== Supplied data
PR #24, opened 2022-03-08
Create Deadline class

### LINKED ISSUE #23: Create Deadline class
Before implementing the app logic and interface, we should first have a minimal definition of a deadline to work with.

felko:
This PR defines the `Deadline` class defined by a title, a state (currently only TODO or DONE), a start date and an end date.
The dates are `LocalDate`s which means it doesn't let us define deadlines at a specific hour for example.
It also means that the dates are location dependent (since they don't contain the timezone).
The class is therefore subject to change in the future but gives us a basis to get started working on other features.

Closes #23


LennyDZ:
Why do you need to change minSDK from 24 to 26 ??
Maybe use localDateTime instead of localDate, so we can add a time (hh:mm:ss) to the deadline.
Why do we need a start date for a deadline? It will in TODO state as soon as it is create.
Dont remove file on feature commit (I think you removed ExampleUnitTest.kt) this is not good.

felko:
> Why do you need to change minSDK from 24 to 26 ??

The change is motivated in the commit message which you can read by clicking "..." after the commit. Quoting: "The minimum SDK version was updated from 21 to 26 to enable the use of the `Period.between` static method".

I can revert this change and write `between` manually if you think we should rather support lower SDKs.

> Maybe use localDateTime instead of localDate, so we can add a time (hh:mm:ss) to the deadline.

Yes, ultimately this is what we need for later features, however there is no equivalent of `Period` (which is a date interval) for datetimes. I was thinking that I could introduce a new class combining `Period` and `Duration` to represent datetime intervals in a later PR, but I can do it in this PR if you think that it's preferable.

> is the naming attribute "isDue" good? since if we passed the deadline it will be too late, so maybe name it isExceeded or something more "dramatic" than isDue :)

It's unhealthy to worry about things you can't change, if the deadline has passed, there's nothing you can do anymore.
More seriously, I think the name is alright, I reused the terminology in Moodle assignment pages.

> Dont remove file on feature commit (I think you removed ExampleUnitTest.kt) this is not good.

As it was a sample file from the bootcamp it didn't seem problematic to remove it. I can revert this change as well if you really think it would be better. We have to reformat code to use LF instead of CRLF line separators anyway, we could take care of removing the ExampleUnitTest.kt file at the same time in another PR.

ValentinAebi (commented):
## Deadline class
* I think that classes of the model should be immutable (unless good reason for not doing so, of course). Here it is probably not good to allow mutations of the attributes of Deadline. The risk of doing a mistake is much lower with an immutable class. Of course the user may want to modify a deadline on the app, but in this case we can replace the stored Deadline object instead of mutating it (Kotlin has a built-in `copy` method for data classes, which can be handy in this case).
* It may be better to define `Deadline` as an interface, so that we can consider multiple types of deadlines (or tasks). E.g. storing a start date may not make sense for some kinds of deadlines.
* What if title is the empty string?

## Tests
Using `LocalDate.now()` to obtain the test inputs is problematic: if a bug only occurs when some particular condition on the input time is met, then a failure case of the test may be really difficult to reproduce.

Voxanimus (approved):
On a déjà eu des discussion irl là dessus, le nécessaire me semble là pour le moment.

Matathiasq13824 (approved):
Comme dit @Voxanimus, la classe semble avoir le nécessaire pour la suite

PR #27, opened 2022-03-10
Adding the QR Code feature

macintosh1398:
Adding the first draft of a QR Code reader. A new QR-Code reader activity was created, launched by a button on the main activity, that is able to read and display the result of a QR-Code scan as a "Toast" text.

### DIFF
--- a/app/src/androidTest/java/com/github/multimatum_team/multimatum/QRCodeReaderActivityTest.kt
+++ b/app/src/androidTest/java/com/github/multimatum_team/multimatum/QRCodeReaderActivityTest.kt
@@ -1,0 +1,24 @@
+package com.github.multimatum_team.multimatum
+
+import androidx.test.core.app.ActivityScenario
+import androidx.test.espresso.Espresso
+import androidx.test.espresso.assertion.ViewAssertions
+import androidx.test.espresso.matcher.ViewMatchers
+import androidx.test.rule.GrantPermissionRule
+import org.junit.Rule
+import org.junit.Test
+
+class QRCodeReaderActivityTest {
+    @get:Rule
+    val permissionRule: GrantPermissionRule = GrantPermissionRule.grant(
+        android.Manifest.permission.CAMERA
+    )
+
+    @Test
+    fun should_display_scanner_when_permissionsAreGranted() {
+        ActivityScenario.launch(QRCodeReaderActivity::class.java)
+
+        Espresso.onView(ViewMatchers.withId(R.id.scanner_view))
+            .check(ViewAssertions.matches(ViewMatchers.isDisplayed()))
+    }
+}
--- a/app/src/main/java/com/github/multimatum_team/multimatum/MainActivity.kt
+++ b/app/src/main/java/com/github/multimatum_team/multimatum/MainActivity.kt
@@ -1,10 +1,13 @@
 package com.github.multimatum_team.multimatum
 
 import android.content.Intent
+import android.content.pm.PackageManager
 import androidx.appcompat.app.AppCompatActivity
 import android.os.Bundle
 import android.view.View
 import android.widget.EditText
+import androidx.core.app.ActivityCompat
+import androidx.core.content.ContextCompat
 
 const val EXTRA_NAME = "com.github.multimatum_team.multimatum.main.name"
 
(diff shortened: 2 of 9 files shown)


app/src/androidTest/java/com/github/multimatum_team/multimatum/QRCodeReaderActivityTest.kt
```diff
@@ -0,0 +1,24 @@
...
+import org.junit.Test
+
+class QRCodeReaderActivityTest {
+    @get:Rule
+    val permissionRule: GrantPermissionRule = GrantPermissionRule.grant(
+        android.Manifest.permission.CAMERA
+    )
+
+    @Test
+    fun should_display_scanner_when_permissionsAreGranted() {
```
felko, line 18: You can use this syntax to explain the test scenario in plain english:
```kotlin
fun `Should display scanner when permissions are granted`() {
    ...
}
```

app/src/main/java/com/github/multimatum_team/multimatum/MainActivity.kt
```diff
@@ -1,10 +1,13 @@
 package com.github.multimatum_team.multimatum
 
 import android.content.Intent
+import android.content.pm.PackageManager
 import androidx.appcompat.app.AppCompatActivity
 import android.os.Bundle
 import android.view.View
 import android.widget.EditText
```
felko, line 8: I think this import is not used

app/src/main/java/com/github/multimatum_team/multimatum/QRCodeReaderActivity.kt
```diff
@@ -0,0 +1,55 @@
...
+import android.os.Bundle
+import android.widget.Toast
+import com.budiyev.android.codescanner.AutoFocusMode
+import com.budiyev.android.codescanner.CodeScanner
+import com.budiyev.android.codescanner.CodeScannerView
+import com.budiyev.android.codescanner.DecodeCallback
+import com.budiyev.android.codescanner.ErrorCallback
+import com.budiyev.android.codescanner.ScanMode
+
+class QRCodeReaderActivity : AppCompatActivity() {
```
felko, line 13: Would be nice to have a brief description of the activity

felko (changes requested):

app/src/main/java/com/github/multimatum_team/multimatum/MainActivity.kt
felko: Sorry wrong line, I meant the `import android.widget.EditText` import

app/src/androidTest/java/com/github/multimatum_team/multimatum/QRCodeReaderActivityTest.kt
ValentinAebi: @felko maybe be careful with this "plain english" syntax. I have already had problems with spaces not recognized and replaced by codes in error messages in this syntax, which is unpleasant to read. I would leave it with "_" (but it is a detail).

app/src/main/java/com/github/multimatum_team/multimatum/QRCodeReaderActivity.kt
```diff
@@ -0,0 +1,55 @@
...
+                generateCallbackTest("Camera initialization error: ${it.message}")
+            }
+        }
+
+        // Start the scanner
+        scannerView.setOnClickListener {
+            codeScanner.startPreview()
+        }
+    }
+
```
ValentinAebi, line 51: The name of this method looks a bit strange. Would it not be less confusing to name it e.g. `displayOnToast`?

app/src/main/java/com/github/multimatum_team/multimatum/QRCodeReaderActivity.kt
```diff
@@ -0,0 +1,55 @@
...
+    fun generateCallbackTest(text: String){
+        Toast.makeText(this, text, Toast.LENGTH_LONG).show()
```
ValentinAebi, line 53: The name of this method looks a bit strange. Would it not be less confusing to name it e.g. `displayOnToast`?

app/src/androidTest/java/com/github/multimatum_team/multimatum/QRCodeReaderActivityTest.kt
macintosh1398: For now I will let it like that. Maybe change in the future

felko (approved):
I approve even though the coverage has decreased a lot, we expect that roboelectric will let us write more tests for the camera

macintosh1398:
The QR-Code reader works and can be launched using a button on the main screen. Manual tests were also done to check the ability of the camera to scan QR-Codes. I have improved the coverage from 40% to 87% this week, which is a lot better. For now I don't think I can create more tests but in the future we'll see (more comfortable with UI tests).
====
### Requirement
Each line from the first line of the listing through the line containing "It also means" must be set down exactly; no other line belongs in the answer.

### Expected output
PR #24, opened 2022-03-08
Create Deadline class

### LINKED ISSUE #23: Create Deadline class
Before implementing the app logic and interface, we should first have a minimal definition of a deadline to work with.

felko:
This PR defines the `Deadline` class defined by a title, a state (currently only TODO or DONE), a start date and an end date.
The dates are `LocalDate`s which means it doesn't let us define deadlines at a specific hour for example.
It also means that the dates are location dependent (since they don't contain the timezone).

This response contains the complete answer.